WORK REQUIRED:
Word for word, transcribe the data below.

DATA EXCERPT:
[Start of Attachment]
PR #2422, opened 2026-05-08
feat(getsockopt): support `SO_SNDBUF` and `SO_RCVBUF` and more for iperf

cagatay-y:


mkroening (commented):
[End of Attachment]
ANSWER AREA:
PR #2422, opened 2026-05-08
feat(getsockopt): support `SO_SNDBUF` and `SO_RCVBUF` and more for iperf

cagatay-y:


mkroening (commented):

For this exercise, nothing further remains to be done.